Measuring power consumption on low power devices really is not as simple as running tools such as PowerTop and then assuming the data is trustworthy. I shall explain why.
With Ubuntu on the Nexus 7, the battery driver originally provided battery capacity in terms of percentage full, which lacked precision to make any sane power consumption estimates. We tweaked the battery driver so that we could get battery capacity in terms of uWh from the bq27541 battery fuel gauge. From this, one can measure the change in capacity over time and estimate the power consumed by the device.
For the Ubuntu 12.04 Precise release I wrote the lightweight power measurement tool "powerstat" to try to determine power consumption using the change in battery capacity. Powerstat can gather changes in the battery capacity level and by using a simple sliding window on the samples it gives an estimate on the power being consumed over time. With laptops that consume a lot of power this provides a reasonable rough estimate of power consumption.
The tweak to the Nexus 7 battery driver allows powerstat to work on the Nexus 7 running Ubuntu. So how trustworthy is the battery data from the battery fuel gauge? Is the data reliable if we repeat the test under the same conditions? Do we get consistent readings over time?

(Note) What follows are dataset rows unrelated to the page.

PR #408, opened 2022-02-10
Switch to guardian org snyk workflow

jorgeazevedo:
## What does this change?

This rewrites our snyk workflow to use the new guardian org level snyk workflow rather than a custom implementation, which is in line with our current guidelines but actually doesn't work for us.

## What is the value of this?

Testing this new global snyk workflow, which has the potential to be adopted widely across the department.

Finally having reliable data about which dependencies the project uses.

### DIFF
--- a/.github/workflows/snyk.yml
+++ b/.github/workflows/snyk.yml
@@ -7,26 +7,15 @@ on:
   schedule:
     - cron: '0 6 * * *'
   push:
+    branches:
+      - main
   workflow_dispatch:
 
 jobs:
   security:
-    runs-on: ubuntu-latest
-    env:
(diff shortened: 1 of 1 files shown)


jfsoul (approved):
Change looks good, but how does it look on snyk more importantly!

jorgeazevedo:
It looks good! It catches the cdk project as well. What it doesn't square with is the results dependabot finds on our package.json, which flags lots of vulnerabilities, but that is also the case for the snyk github integration, so it's not getting any worse!

Projects___Snyk

jfsoul:
>  it doesn't square with is the results dependabot finds

Oh that'll be interesting to take a closer look at

PR #412, opened 2022-02-22
Update Play Google Auth

jfsoul:
## What does this change?
Updates the version of play google auth we're using to `2.2.2` which introduces play secret rotation for the first time. To begin with this will use a static secret from SSM, and later we can introduce a rotation strategy.

## What is the value of this?
This work is a precursor to moving to scala 2.13 and to addressing some vulnerabilities identified by snyk.

No

Yes, I've already added DEV and PROD secrets to SSM.

## Any additional notes?
No

### DIFF
--- a/hq/app/AppComponents.scala
+++ b/hq/app/AppComponents.scala
@@ -3,16 +3,19 @@ import aws.{AWS, AwsClient}
 import com.amazonaws.ClientConfiguration
 import com.amazonaws.auth.profile.ProfileCredentialsProvider
 import com.amazonaws.auth.{AWSCredentialsProviderChain, DefaultAWSCredentialsProviderChain}
+import com.amazonaws.client.builder.AwsClientBuilder.EndpointConfiguration
 import com.amazonaws.regions.Regions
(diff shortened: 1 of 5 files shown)


hq/app/AppComponents.scala
```diff
@@ -71,28 +74,48 @@ class AppComponents(context: Context)
...
+      AmazonDynamoDBClientBuilder.standard()
+        .withCredentials(securityCredentialsProvider)
+        .withRegion(Config.region)
+        .build()
+    case DEV =>
+      AmazonDynamoDBClientBuilder.standard()
+        .withCredentials(securityCredentialsProvider)
+        .withEndpointConfiguration(new EndpointConfiguration("http://localhost:8000", Config.region.name))
+        .build()
+  }
```
jfsoul, line 110: I've moved a few things around to avoid forward references and to group conceptually similar things together. I've also moved single-client initialisations out of the separate `AWS` object, as I don't think the indirection there was adding much value and there are already initialisations done inline in this file.

PR #413, opened 2022-02-22
Move to Java 11

jfsoul:
## What does this change?
Updates to Java 11, which the Guardian's Play Secret Rotation library ultimately depends on (via https://github.com/guardian/play-secret-rotation/blob/main/build.sbt#L18) on https://github.com/ben-manes/caffeine/releases/tag/v3.0.0.


jacobwinch (approved):
It's probably worth mentioning this in the `README` too, as we currently have some apps which still use Java 8 and others which require Java 11.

For my first set of tests, I fully charged the Nexus 7 and then fully loaded the 4 CPUs with busy loops and then ran multiple powerstat tests; powerstat gathers samples over 8 minutes and estimates power consumption. It also calculates the standard deviation from these samples to give us some idea of the variability of the battery power measurements. For each powerstat test I logged the battery voltage level, the % battery capacity (normalized to a range of 0..1 to make it easier to plot), the estimated power consumption (with its standard deviation) and then plotted the results:
I also measured an idle machine:
I re-ran the idle test over several days, running from the same fully charged state to a completely empty battery, and compared runs. I got variability in the duration of the test (+/- 5%). Also, comparing estimated power consumption at the 100%, 75%, 50% and 25% battery capacity points also shows a lot of variability. This means one cannot get accurate and repeatable power estimations even when the battery is charged at specific capacities.
So next time somebody tells you that the latest changes made their low power device suck more (or less!) power than the previous release and their findings are based on data derived from battery fuel gauge, take it with a pinch of salt.
The only reliable way to measure instantaneous power consumption is using specialised precision equipment that has been accurately calibrated.